Your task is to copy every line of the entries that holds the word "know".

• _Given data_:
★ ★ ★ ★ ★ ★ ★

PR #14327, opened 2022-08-10
add .DS_Store into .gitignore

ahrtr:
When accessing directories/files through `Finder` on MacOS, then `.DS_Store` may be generated automatically. We should ignore such file.

### DIFF
--- a/.gitignore
+++ b/.gitignore
@@ -23,6 +23,7 @@ hack/tls-setup/certs
 *.tmp
 *.bak
 .gobincache/
+.DS_Store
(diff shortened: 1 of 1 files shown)


SimFG:
maybe `**/.DS_Store` should also be added for some folder and subfloder.

ahrtr:
> maybe `**/.DS_Store` should also be added for some folder and subfloder.

It's the same pattern as `.DS_Store`.

spzala (approved):
lgtm Thanks @ahrtr

ahrtr:
thx  @spzala for the quick review.

PR #14328, opened 2022-08-10
[Draft] tests: another way to add WaitLeader function to common framework

clarkfw:
Follow up on #14304

This PR demonstrates a different approach to add `WaitLeader` to common framework.

As new tests are added to common framework, they can call `framework.WaitLeader()` function, no matter they are integration tests or e2e tests.

Furthermore, it is possible to make some changes and replace `framework.WaitLeader()` function with `Cluster.WaiterLeader()` function as below. At this moment, I'm not sure if it makes sense to do so.

```go
type Cluster interface {
	Members() []Member
        // HERE
	WaitLeader() int
	Client() Client
	Close() error
}

type Member interface {
	Client() Client
	Start() error
	Stop()
}

type Client interface {
	Put(key, value string, opts config.PutOptions) error
	Get(key string, opts config.GetOptions) (*clientv3.GetResponse, error)
	Delete(key string, opts config.DeleteOptions) (*clientv3.DeleteResponse, error)
	Compact(rev int64, opts config.CompactOption) (*clientv3.CompactResponse, error)
	Status() ([]*clientv3.StatusResponse, error)
	HashKV(rev int64) ([]*clientv3.HashKVResponse, error)
	Health() error
	Defragment(opts config.DefragOption) error
	AlarmList() (*clientv3.AlarmResponse, error)
	AlarmDisarm(alarmMember *clientv3.AlarmMember) (*clientv3.AlarmResponse, error)

```

### DIFF
--- a/tests/framework/framework.go
+++ b/tests/framework/framework.go
@@ -14,6 +14,15 @@
 
 package framework
 
+import (
+	"context"
+	"strings"
+	"testing"
+	"time"
+
+	"go.etcd.io/etcd/tests/v3/framework/config"
+)
+
 var (
 	// UnitTestRunner only runs in `--short` mode, will fail otherwise. Attempts in cluster creation will result in tests being skipped.
 	UnitTestRunner testRunner = unitRunner{}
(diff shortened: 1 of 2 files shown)


lavacat:
Nit: mark this PR as draft

lavacat:
I think we need to clarify what's the end goal.
Is it to replace [existing](https://github.com/etcd-io/etcd/blob/main/tests/framework/integration/cluster.go#L403) implementation of WaitLeader in framework/intergration/cluster.go with this one? 

Assuming that's the goal, then one runs into circular imports when trying to call this new helper (part of 'framework' package) from framework/intergration/cluster.go (part of 'integration'), because 'framework' imports 'integration' [here](https://github.com/etcd-io/etcd/blob/main/tests/framework/integration.go#L31)
There is probably a way to get this working, but it might involve changing existing packages/interfaces, so might be not worth the effort.

IMO, your original PR is good. Let's wait for that to get merged.

tests/framework/framework.go
```diff
@@ -22,3 +31,89 @@ var (
 	// IntegrationTestRunner runs etcdserver.EtcdServer in separate goroutine and uses client libraries to communicate.
 	IntegrationTestRunner = integrationRunner{}
 )
+
+const TickDuration = 10 * time.Millisecond
+
+// WaitLeader returns index of the member in c.Members() that is leader
+// or fails the test (if members don't agree on a legal leader in 30s).
+func WaitLeader(t testing.TB, c Cluster) int {
```
ahrtr, line 39: This  is against the existing design, it is supposed to be method in the `Cluster` interface instead of a function.

ahrtr:
In general,  it's a good point to use the [Status](https://github.com/etcd-io/etcd/blob/cb5f358b5fec337831373e2d3bd9b25478866e09/tests/framework/interface.go#L48) in both the integration and e2e test to implement the `WaitLeader` method. The benefit is that we can unify the implementation and accordingly make the code cleaner. 

But the bad side is to unnecessarily complicate the integration test. For e2e test, it has to perform a gRPC communication to the etcdserver to get the status and eventually find the leader; but for integration test, it can just get the leader from each member directly and no need to perform a gRPC call. 

I have no strong opinion on which approach we should use, but I'd prefer to keep it as it's for now. So let's keep the solution in the original PR https://github.com/etcd-io/etcd/pull/14304 for now.

tests/framework/framework.go
clarkfw: Yeah, this is the bad side. Removing `WaitLeader` from `Cluster` interface would make it a little counterintuitive.

clarkfw:
> 

sg. Let's the keep original PR. I'm closing this PR.

PR #14331, opened 2022-08-10
common tests framework: cluster client creation could fail with invalid auth

chaochn47:
common tests framework: cluster client creation with auth could fail

related to #14041

> More than 2K line of code change is too big, could you try to break down this PR into small ones?

This PR has 227 additions and 73 deletions. 

Signed-off-by: Chao Chen <chaochn@amazon.com>

---

In order to fail the test cluster client creation with invalid auth, I have to change the interface function signature.

### DIFF
--- a/tests/framework/e2e.go
+++ b/tests/framework/e2e.go
@@ -22,8 +22,11 @@ import (
 	"time"
 
 	"go.etcd.io/etcd/client/pkg/v3/testutil"
+	clientv3 "go.etcd.io/etcd/client/v3"
 	"go.etcd.io/etcd/tests/v3/framework/config"
 	"go.etcd.io/etcd/tests/v3/framework/e2e"
+	"go.etcd.io/etcd/tests/v3/framework/integration"
+	"google.golang.org/grpc"
 )
 
 type e2eRunner struct{}
@@ -47,6 +50,7 @@ func (e e2eRunner) NewCluster(ctx context.Context, t testing.TB, cfg config.Clus
 		ClusterSize:                cfg.ClusterSize,
 		QuotaBackendBytes:          cfg.QuotaBackendBytes,
 		DisableStrictReconfigCheck: cfg.DisableStrictReconfigCheck,
+		AuthTokenOpts:              cfg.AuthToken,
 		SnapshotCount:              cfg.SnapshotCount,
 	}
 	switch cfg.ClientTLS {
@@ -78,15 +82,31 @@ func (e e2eRunner) NewCluster(ctx context.Context, t testing.TB, cfg config.Clus
 	if err != nil {
 		t.Fatalf("could not start etcd integrationCluster: %s", err)
 	}
-	return &e2eCluster{*epc}
+	return &e2eCluster{t, *epc}
 }
 
 type e2eCluster struct {
+	t testing.TB
 	e2e.EtcdProcessCluster
 }
 
-func (c *e2eCluster) Client() Client {
-	return e2eClient{e2e.NewEtcdctl(c.Cfg, c.EndpointsV3())}
+func (c *e2eCluster) Client(cfg clientv3.AuthConfig) (Client, error) {
+	etcdctl := e2e.NewEtcdctl(c.Cfg, c.EndpointsV3())
+	if !cfg.Empty() {
+		// use integration test client to validate if permissions are authorized
+		_, err := integration.NewClient(c.t, clientv3.Config{
+			Endpoints:   c.EndpointsV3(),
+			DialTimeout: 5 * time.Second,
+			DialOptions: []grpc.DialOption{grpc.WithBlock()},
+			Username:    cfg.Username,
+			Password:    cfg.Password,
+		})
+		if err != nil {
+			return nil, err
+		}
+		etcdctl = etcdctl.WithAuth(cfg.Username, cfg.Password)
+	}
+	return e2eClient{etcdctl}, nil
 }
 
 func (c *e2eCluster) Members() (ms []Member) {
@@ -107,7 +127,7 @@ func (c *e2eCluster) WaitLeader(t testing.TB) int {
 // WaitMembersForLeader waits until given members agree on the same leader,
 // and returns its 'index' in the 'membs' list
 func (c *e2eCluster) WaitMembersForLeader(ctx context.Context, t testing.TB, membs []Member) int {
-	cc := c.Client()
+	cc := MustClient(c.Client(clientv3.AuthConfig{}))
 
 	// ensure leader is up via linearizable get
 	for {
--- a/tests/framework/e2e/etcdctl.go
+++ b/tests/framework/e2e/etcdctl.go
@@ -31,6 +31,8 @@ import (
 type EtcdctlV3 struct {
 	cfg       *EtcdProcessClusterConfig
 	endpoints []string
+	userName  string
+	password  string
 }
 
 func NewEtcdctl(cfg *EtcdProcessClusterConfig, endpoints []string) *EtcdctlV3 {
@@ -38,6 +40,12 @@ func NewEtcdctl(cfg *EtcdProcessClusterConfig, endpoints []string) *EtcdctlV3 {
 		cfg:       cfg,
 		endpoints: endpoints,
 	}
+}
+
+func (ctl *EtcdctlV3) WithAuth(userName, password string) *EtcdctlV3 {
+	ctl.userName = userName
+	ctl.password = password
+	return ctl
 }
 
 func (ctl *EtcdctlV3) DowngradeEnable(ctx context.Context, version string) error {
@@ -234,6 +242,7 @@ func AddTxnResponse(resp *clientv3.TxnResponse, jsonData string) {
 		}
 	}
 }
+
 func (ctl *EtcdctlV3) MemberList(ctx context.Context) (*clientv3.MemberListResponse, error) {
 	var resp clientv3.MemberListResponse
 	err := ctl.spawnJsonCmd(ctx, &resp, "member", "list")
@@ -283,6 +292,9 @@ func (ctl *EtcdctlV3) flags() map[string]string {
 		}
 	}
 	fmap["endpoints"] = strings.Join(ctl.endpoints, ",")
+	if ctl.userName != "" && ctl.password != "" {
+		fmap["user"] = ctl.userName + ":" + ctl.password
+	}
 	return fmap
 }
 
@@ -453,6 +465,24 @@ func (ctl *EtcdctlV3) AlarmDisarm(ctx context.Context, _ *clientv3.AlarmMember) 
 	return &resp, err
 }
 
+func (ctl *EtcdctlV3) AuthEnable(ctx context.Context) (*clientv3.AuthEnableResponse, error) {
+	var resp clientv3.AuthEnableResponse
+	err := ctl.spawnJsonCmd(ctx, &resp, "auth", "enable")
+	return &resp, err
+}
+
+func (ctl *EtcdctlV3) AuthDisable(ctx context.Context) (*clientv3.AuthDisableResponse, error) {
+	var resp clientv3.AuthDisableResponse
+	err := ctl.spawnJsonCmd(ctx, &resp, "auth", "disable")
+	return &resp, err
+}
+
+func (ctl *EtcdctlV3) AuthStatus(ctx context.Context) (*clientv3.AuthStatusResponse, error) {
+	var resp clientv3.AuthStatusResponse
+	err := ctl.spawnJsonCmd(ctx, &resp, "auth", "status")
+	return &resp, err
+}
+
 func (ctl *EtcdctlV3) UserAdd(ctx context.Context, name, password string, opts config.UserAddOptions) (*clientv3.AuthUserAddResponse, error) {
 	args := ctl.cmdArgs()
 	args = append(args, "user", "add")
@@ -492,6 +522,12 @@ func (ctl *EtcdctlV3) UserAdd(ctx context.Context, name, password string, opts c
 	return &resp, err
 }
 
+func (ctl *EtcdctlV3) UserGet(ctx context.Context, name string) (*clientv3.AuthUserGetResponse, error) {
+	var resp clientv3.AuthUserGetResponse
+	err := ctl.spawnJsonCmd(ctx, &resp, "user", "get", name)
+	return &resp, err
+}
+
 func (ctl *EtcdctlV3) UserList(ctx context.Context) (*clientv3.AuthUserListResponse, error) {
 	var resp clientv3.AuthUserListResponse
 	err := ctl.spawnJsonCmd(ctx, &resp, "user", "list")
@@ -519,6 +555,18 @@ func (ctl *EtcdctlV3) UserChangePass(ctx context.Context, user, newPass string) 
 
 	_, err = cmd.ExpectWithContext(ctx, "Password updated")
 	return err
+}
+
+func (ctl *EtcdctlV3) UserGrantRole(ctx context.Context, user string, role string) (*clientv3.AuthUserGrantRoleResponse, error) {
+	var resp clientv3.AuthUserGrantRoleResponse
+	err := ctl.spawnJsonCmd(ctx, &resp, "user", "grant-role", user, role)
+	return &resp, err
+}
+
+func (ctl *EtcdctlV3) UserRevokeRole(ctx context.Context, user string, role string) (*clientv3.AuthUserRevokeRoleResponse, error) {
+	var resp clientv3.AuthUserRevokeRoleResponse
+	err := ctl.spawnJsonCmd(ctx, &resp, "user", "revoke-role", user, role)
+	return &resp, err
 }
 
 func (ctl *EtcdctlV3) RoleAdd(ctx context.Context, name string) (*clientv3.AuthRoleAddResponse, error) {
--- a/tests/framework/integration.go
+++ b/tests/framework/integration.go
@@ -48,6 +48,7 @@ func (e integrationRunner) NewCluster(ctx context.Context, t testing.TB, cfg con
 		Size:                       cfg.ClusterSize,
 		QuotaBackendBytes:          cfg.QuotaBackendBytes,
 		DisableStrictReconfigCheck: cfg.DisableStrictReconfigCheck,
+		AuthToken:                  cfg.AuthToken,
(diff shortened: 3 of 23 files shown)


chaochn47:
Does it look better or I can give another shot to split the PR? @ahrtr

tests/framework/e2e/etcdctl.go
```diff
@@ -435,6 +459,20 @@ func (ctl *EtcdctlV3) AlarmDisarm(_ *clientv3.AlarmMember) (*clientv3.AlarmRespo
 	return &resp, err
 }
 
+func (ctl *EtcdctlV3) AuthEnable() (*clientv3.AuthEnableResponse, error) {
+	return &clientv3.AuthEnableResponse{}, SpawnWithExpect(ctl.cmdArgs("auth", "enable"), "Authentication Enabled")
```
ahrtr, line 463: It doesn't make sense to return a empty `&clientv3.AuthEnableResponse{}` response. You have two choice:
1. Only return an error for the method;
2. Populate the `&clientv3.AuthEnableResponse{}` using `spawnJsonCmd`

tests/framework/config/cluster.go
```diff
@@ -27,4 +27,6 @@ type ClusterConfig struct {
 	PeerTLS           TLSConfig
 	ClientTLS         TLSConfig
 	QuotaBackendBytes int64
+	AuthToken         string
+	SnapshotCount     uint64
```
ahrtr, line 31: `SnapshotCount` unrelated change?

tests/framework/config/cluster.go
```diff
@@ -27,4 +27,6 @@ type ClusterConfig struct {
 	PeerTLS           TLSConfig
 	ClientTLS         TLSConfig
 	QuotaBackendBytes int64
+	AuthToken         string
```
ahrtr, line 30: I assume you will update some test cases to use this field in separate PR(s). Please let me know if it isn't the case.

chaochn47: yeah, this field will be used in real auth tests.

tests/framework/config/cluster.go
chaochn47: This field will be used in real auth tests to trigger frequent snapshot to validate consistency.

tests/framework/e2e/etcdctl.go
chaochn47: Good call. Will go with option 1

tests/framework/config/client.go
```diff
@@ -20,6 +20,15 @@ import (
 	clientv3 "go.etcd.io/etcd/client/v3"
 )
 
+type ClientOption struct {
+	UserName string
+	Password string
+}
```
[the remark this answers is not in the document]
chaochn47: Nice. I am not aware of that. Will do

tests/framework/config/client.go
```diff
@@ -20,6 +20,15 @@ import (
...
+
+func (opt ClientOption) Empty() bool {
+	return opt.UserName == "" && opt.Password == ""
+}
```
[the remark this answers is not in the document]
chaochn47: Will do

chaochn47:
mixin test failure is unrelated. There is no monitoring changes. 

All the comments are addressed. PTAL, thx! @ahrtr

tests/framework/config/client.go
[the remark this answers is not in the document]
ahrtr: same as above

tests/framework/config/client.go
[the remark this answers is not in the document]
ahrtr: Why do you still keep `ClientOption`? My understanding is it should be removed, because it's duplicate to `AuthConfig`.

tests/framework/integration.go
```diff
@@ -287,12 +308,28 @@ func (c integrationClient) LeaseRevoke(id clientv3.LeaseID) (*clientv3.LeaseRevo
 	return c.Client.Revoke(c.ctx, id)
 }
 
+func (c integrationClient) AuthEnable() (*clientv3.AuthEnableResponse, error) {
+	return c.Client.AuthEnable(context.Background())
```
serathius, line 312:
```suggestion
	return c.Client.AuthEnable(c.ctx)
```

tests/framework/integration.go
```diff
@@ -287,12 +308,28 @@ func (c integrationClient) LeaseRevoke(id clientv3.LeaseID) (*clientv3.LeaseRevo
...
+}
+
+func (c integrationClient) AuthDisable() (*clientv3.AuthDisableResponse, error) {
+	return c.Client.AuthDisable(context.Background())
```
serathius, line 316: ditto

tests/framework/integration.go
```diff
@@ -287,12 +308,28 @@ func (c integrationClient) LeaseRevoke(id clientv3.LeaseID) (*clientv3.LeaseRevo
...
+}
+
+func (c integrationClient) AuthStatus() (*clientv3.AuthStatusResponse, error) {
+	return c.Client.AuthStatus(context.Background())
```
serathius, line 320: ditto

tests/framework/integration.go
```diff
@@ -287,12 +308,28 @@ func (c integrationClient) LeaseRevoke(id clientv3.LeaseID) (*clientv3.LeaseRevo
...
+}
+
 func (c integrationClient) UserAdd(name, password string, opts config.UserAddOptions) (*clientv3.AuthUserAddResponse, error) {
 	return c.Client.UserAddWithOptions(c.ctx, name, password, &clientv3.UserAddOptions{
 		NoPassword: opts.NoPassword,
 	})
 }
 
+func (c integrationClient) UserGet(name string) (*clientv3.AuthUserGetResponse, error) {
+	return c.Client.UserGet(context.Background(), name)
```
serathius, line 330: ditto

tests/framework/integration.go
```diff
@@ -306,6 +343,14 @@ func (c integrationClient) UserChangePass(user, newPass string) error {
 	return err
 }
 
+func (c integrationClient) UserGrantRole(user string, role string) (*clientv3.AuthUserGrantRoleResponse, error) {
+	return c.Client.UserGrantRole(context.Background(), user, role)
```
serathius, line 347: ditto

tests/framework/integration.go
```diff
@@ -306,6 +343,14 @@ func (c integrationClient) UserChangePass(user, newPass string) error {
...
+}
+
+func (c integrationClient) UserRevokeRole(user string, role string) (*clientv3.AuthUserRevokeRoleResponse, error) {
+	return c.Client.UserRevokeRole(context.Background(), user, role)
```
serathius, line 351: ditto

tests/framework/interface.go
```diff
@@ -30,7 +30,8 @@ type testRunner interface {
 
 type Cluster interface {
 	Members() []Member
-	Client() Client
+	Client(cfg clientv3.AuthConfig) (Client, error)
+	MustClient(cfg clientv3.AuthConfig) Client
```
serathius, line 34: There is no need to have a separate method `MustClient` for interface. We can keep the interface simple by having a normal function.

tests/framework/integration/cluster.go
```diff
@@ -1410,32 +1410,41 @@ func (c *Cluster) Endpoints() []string {
...
-		if c.Cfg.ClientTLS != nil {
-			tls, err := c.Cfg.ClientTLS.ClientConfig()
-			if err != nil {
-				return nil, err
-			}
-			cfg.TLS = tls
-		}
-		c.clusterClient, err = newClientV3(cfg)
+func (c *Cluster) ClusterClient(opts ...func(*clientv3.Config)) (client *clientv3.Client, err error) {
+	if c.clusterClient != nil && len(opts) == 0 {
```
serathius, line 1414: Adding ability to create a client from `opts` breaks assumptions needed to cache the client on `c.clusterClient`.

I think the original goal of caching client was removing need for user to call `.Close()` on client as this can be handled by Cluster.

If we allowing arguments for clients, I would prefer to remove caching altogether. Problem with closing client can be nicely done by adding it to `testing.T.Cleanup` as you nicely used in this PR above.

tests/framework/e2e/etcdctl.go
```diff
@@ -39,6 +43,23 @@ func NewEtcdctl(cfg *EtcdProcessClusterConfig, endpoints []string) *EtcdctlV3 {
 	}
 }
 
+func (ctl *EtcdctlV3) WithAuth(userName, password string) (*EtcdctlV3, error) {
```
serathius, line 46: I would prefer to avoid mixing binary and library client in the same module. This hides fact how client interface is implemented, which is important for testing. We want to explicitly know that e2e tests use etcdctl and integration tests are using library. 

The tests you are working on are an exemption to the rule. They want to use client in e2e test. This is ok, however it should be explicit.

chaochn47:
This PR is accidentally closed because I pushed to the same commit of main to the remote branch. How to re-open it?

chaochn47:
This PR is ready to review. Would you mind take a look again? @ahrtr @serathius Thanks!!

tests/framework/config/client.go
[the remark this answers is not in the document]
chaochn47: Will remove, thx!

tests/framework/integration.go
chaochn47: Done in the next PR revision

tests/framework/integration.go
chaochn47: Done in the next PR revision

tests/framework/integration.go
chaochn47: Done in the next PR revision

tests/framework/integration.go
chaochn47: Done in the next PR revision

tests/framework/interface.go
chaochn47: Done in the next PR revision

tests/framework/integration/cluster.go
chaochn47: Done in the next PR revision

tests/framework/e2e/etcdctl.go
chaochn47: Done in the next PR revision

chaochn47:
Ping again, do you think we still need this auth test migration? @serathius @ahrtr

tests/framework/integration.go
```diff
@@ -261,17 +272,85 @@ func (c integrationClient) TimeToLive(ctx context.Context, id clientv3.LeaseID,
 	return c.Client.TimeToLive(ctx, id, leaseOpts...)
 }
 
+func (c integrationClient) LeaseList(ctx context.Context) (*clientv3.LeaseLeasesResponse, error) {
```
serathius, line 275: Any reason you re-declare those functions?

tests/framework/integration.go
```diff
@@ -315,6 +394,18 @@ func getOps(ss []string) ([]clientv3.Op, error) {
 	return ops, nil
 }
 
+func (c integrationClient) MemberAdd(ctx context.Context, _ string, peerAddrs []string) (*clientv3.MemberAddResponse, error) {
```
serathius, line 397: Any reason you reorder the functions here? It only obscures git history.

tests/framework/integration/cluster.go
```diff
@@ -178,8 +178,7 @@ type Cluster struct {
 	Members       []*Member
 	LastMemberNum int
 
-	mu            sync.Mutex
-	clusterClient *clientv3.Client
+	mu sync.Mutex
```
serathius, line 181: Is the mutex still used? Can we remove it?

tests/framework/integration.go
chaochn47: It was added before Leases related PR is merged in upstream. I will rebase on latest code changes and send a new revision again. Thanks for pointing it out!!

tests/framework/integration.go
chaochn47: Oh, I wanted it to be in the same order of https://github.com/etcd-io/etcd/blob/cd9764a99fab81788d6234d3524a08c9b893c3e4/tests/framework/interface.go#L72-L79

tests/framework/integration/cluster.go
```diff
@@ -1410,32 +1405,33 @@ func (c *Cluster) Endpoints() []string {
...
-		}
-		if c.Cfg.ClientTLS != nil {
-			tls, err := c.Cfg.ClientTLS.ClientConfig()
-			if err != nil {
-				return nil, err
-			}
-			cfg.TLS = tls
-		}
-		c.clusterClient, err = newClientV3(cfg)
+func (c *Cluster) ClusterClient(opts ...func(*clientv3.Config)) (client *clientv3.Client, err error) {
```
serathius, line 1408: I don't think it's good to have inconsistency between `ClusterClient` and `Client` methods. Could update the integration. Cluster code so it also doesn't require user to call `Close`.

tests/framework/integration/cluster.go
chaochn47: It is stilled used when mutating `Members []*Member`. https://github.com/etcd-io/etcd/blob/cd9764a99fab81788d6234d3524a08c9b893c3e4/tests/framework/integration/cluster.go#L1371-L1375

Looks like I need to group it with `Members`, does it make sense to you?

tests/framework/integration/cluster.go
chaochn47: In order to achieve that, I need to register the test clean up function whenever `ClusterClient` is called like this

```
	t.Cleanup(func() {
		cc.Close()
	})
```

However, `testing.TB` is not stored in the https://github.com/etcd-io/etcd/blob/cd9764a99fab81788d6234d3524a08c9b893c3e4/tests/framework/integration/cluster.go#L177-L184

Do you think one of the implementation can be adding this to the Cluster struct? Thanks!

serathius:
For faster review I would recommend removing unrelated changes from the PR. It's over 300 lines of code, but still includes changes that muddy the water. Best if PRs do one thing and only this one thing.

chaochn47:
> For faster review I would recommend removing unrelated changes from the PR. It's over 300 lines of code, but still includes changes that muddy the water. Best if PRs do one thing and only this one thing.

tests/framework/integration.go
serathius: Please separate logic changes from code cleanups, either separate commits or PRs.

tests/framework/integration/cluster.go
serathius: Hmm, usually the mutex declaration is above the variables it protects so it's a little unnatural. Let's keep it as it is and revisit it in future cleanup.

tests/framework/integration/cluster.go
serathius: I think it's ok to add `testing.TB` to integration.Cluster.

tests/framework/integration.go
chaochn47: Make sense. Will do

tests/framework/e2e.go
```diff
@@ -78,15 +82,31 @@ func (e e2eRunner) NewCluster(ctx context.Context, t testing.TB, cfg config.Clus
...
+		_, err := integration.NewClient(c.t, clientv3.Config{
+			Endpoints:   c.EndpointsV3(),
+			DialTimeout: 5 * time.Second,
+			DialOptions: []grpc.DialOption{grpc.WithBlock()},
+			Username:    cfg.Username,
+			Password:    cfg.Password,
+		})
+		if err != nil {
+			return nil, err
+		}
```
ahrtr, line 106: Probably we do not need this. Reasons:
1. It seems not good for e2e test to depends on integration test;
2. The related test cases will get a denied response if the auth info isn't correct. So the pre-check isn't necessary.

tests/framework/interface.go
```diff
@@ -30,7 +30,7 @@ type testRunner interface {
 
 type Cluster interface {
 	Members() []Member
-	Client() Client
+	Client(cfg clientv3.AuthConfig) (Client, error)
```
ahrtr, line 33: I am thinking whether it's possible to get rid of the parameter `cfg clientv3.AuthConfig`. When the test cases setup the user & role, and enable the auth, then the client should record the authConfig automatically. 

Does this make sense?

ahrtr:
Please also rebase this PR although there is no conflict.

tests/framework/e2e.go
chaochn47: I agree it's not optimal that e2e test depending on integration test. This is an exception when auth config is not empty. 

Copying from past conversation between @serathius and me. 

From me
> Some existing auth tests checks unauthenticated errors. 

> Integration test will throw an error at client creation stage with `clientv3.New` https://github.com/etcd-io/etcd/blob/7ec336f80c9463fecd6d8ef15a9f05f3e8f6287a/client/v3/client.go#L439

> However, e2e test won't fail at client creation stage and fail at "got response" stage instead. 

> Also every request from e2e test will establish a new grpc connection to the server but integration test reuses existing one. In order to use a different user name and password, integration test needs to create another client. 

From Marek
> I think we can create `clientv3.Client` just for this.

ref. https://github.com/etcd-io/etcd/pull/14041#discussion_r874629440

Does this makes sense to you?

tests/framework/interface.go
chaochn47: I don't think client should be stateful. In general, it makes the client not concurrent safe. If multiple callers set up the user & role and enable the auth using the client, this would cause contention.

ahrtr: ack. 

It's just a little strange to provide a specific` cfg clientv3.AuthConfig` parameter, but automatically get all other parameters from the cluster.  Probably it makes more sense to resolve this using a generic way, such as change the parameter to something like `opts ...Option`.  It might be a little over engineering from another perspective. 

Let's keep it as it's for now, and probably think about it separately.

ahrtr (approved):
Overall looks good to me. 

Thank you @chaochn47

tests/framework/e2e.go
serathius: > It seems not good for e2e test to depends on integration test;

It's not tests, it's e2e tests using integration client, which is just a wrapper for clientv3 library. There is nothing wrong with e2e tests using client library for some things that are not surfaced in etcdctl. To complete migration of tests to new framework this is even required as Some tests cannot be expressed using just e2e or integration tools

> I don't think e2e and integration test must follow the same pattern or behavior

But it would make testing and reasoning about them much simpler.

serathius (approved):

★ ★ ★ ★ ★ ★ ★

• _Task response_:
ahrtr, line 30: I assume you will update some test cases to use this field in separate PR(s). Please let me know if it isn't the case.
serathius, line 46: I would prefer to avoid mixing binary and library client in the same module. This hides fact how client interface is implemented, which is important for testing. We want to explicitly know that e2e tests use etcdctl and integration tests are using library. 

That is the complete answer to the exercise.